**Work task**: If a line of the material contains "ParsedRpcRequest", copy it.

**Exercise material**:
━━━━━━━━━━━━━━━━━━━━━━━━━━━━━━
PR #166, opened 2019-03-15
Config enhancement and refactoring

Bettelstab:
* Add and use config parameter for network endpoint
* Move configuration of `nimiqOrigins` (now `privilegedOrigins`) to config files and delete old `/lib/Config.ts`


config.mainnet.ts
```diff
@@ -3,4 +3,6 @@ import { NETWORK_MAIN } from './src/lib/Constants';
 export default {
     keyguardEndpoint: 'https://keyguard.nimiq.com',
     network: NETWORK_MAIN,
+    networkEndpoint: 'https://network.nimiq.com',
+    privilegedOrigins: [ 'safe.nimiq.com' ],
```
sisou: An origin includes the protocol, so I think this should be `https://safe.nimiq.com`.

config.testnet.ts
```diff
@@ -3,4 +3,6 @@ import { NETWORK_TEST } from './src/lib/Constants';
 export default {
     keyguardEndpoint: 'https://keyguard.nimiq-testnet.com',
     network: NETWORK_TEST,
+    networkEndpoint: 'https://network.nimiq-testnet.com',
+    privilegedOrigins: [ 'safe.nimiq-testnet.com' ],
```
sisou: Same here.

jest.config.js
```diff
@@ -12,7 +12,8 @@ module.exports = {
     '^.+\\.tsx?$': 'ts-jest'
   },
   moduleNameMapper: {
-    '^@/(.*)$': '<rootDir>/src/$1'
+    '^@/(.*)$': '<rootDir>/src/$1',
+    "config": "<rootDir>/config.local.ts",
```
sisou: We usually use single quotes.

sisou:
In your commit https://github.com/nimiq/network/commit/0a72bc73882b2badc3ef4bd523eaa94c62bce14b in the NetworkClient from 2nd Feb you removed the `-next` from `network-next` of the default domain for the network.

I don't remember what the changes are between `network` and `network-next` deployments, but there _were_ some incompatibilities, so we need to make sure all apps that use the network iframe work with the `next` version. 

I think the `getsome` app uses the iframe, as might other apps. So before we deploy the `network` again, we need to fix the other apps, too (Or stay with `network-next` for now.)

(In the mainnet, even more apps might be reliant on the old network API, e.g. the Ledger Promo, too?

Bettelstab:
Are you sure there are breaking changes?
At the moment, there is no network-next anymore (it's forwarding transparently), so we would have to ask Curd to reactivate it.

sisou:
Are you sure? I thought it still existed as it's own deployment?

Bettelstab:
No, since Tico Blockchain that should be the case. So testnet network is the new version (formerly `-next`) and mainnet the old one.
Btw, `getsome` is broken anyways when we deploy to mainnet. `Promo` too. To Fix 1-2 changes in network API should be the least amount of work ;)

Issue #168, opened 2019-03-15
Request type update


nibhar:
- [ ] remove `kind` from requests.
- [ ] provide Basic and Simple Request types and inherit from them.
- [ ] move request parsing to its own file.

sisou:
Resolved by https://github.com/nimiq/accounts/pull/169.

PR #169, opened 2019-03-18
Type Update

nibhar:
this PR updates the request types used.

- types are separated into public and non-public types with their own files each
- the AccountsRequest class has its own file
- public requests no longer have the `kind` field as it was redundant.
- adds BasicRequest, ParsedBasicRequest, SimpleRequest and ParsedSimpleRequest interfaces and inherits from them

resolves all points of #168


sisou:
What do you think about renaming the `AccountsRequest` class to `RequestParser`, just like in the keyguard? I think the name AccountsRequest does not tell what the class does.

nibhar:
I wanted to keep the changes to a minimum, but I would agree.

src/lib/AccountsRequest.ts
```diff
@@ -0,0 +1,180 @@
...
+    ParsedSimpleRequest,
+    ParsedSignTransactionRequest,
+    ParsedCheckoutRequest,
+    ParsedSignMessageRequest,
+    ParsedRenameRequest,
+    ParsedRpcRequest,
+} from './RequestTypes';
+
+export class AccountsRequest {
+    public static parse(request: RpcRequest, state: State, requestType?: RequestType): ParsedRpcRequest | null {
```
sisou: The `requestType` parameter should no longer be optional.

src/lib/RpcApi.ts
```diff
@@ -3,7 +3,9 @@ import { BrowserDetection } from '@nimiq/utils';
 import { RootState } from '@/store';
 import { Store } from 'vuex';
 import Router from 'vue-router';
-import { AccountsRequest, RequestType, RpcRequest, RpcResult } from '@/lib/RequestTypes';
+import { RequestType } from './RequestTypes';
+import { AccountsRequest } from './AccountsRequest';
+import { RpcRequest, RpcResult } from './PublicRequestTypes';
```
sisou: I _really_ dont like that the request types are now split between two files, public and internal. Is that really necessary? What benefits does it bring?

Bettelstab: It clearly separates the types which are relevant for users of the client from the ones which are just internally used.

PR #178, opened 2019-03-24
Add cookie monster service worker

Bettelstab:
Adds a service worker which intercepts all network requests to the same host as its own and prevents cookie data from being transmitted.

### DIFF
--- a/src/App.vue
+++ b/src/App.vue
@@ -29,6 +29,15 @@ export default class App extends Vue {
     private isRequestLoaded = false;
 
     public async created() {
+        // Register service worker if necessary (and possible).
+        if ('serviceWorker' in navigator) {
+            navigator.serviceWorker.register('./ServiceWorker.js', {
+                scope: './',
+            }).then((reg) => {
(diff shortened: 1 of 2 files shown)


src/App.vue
━━━━━━━━━━━━━━━━━━━━━━━━━━━━━━
**Answer to this problem**:
+    ParsedRpcRequest,
+    public static parse(request: RpcRequest, state: State, requestType?: RequestType): ParsedRpcRequest | null {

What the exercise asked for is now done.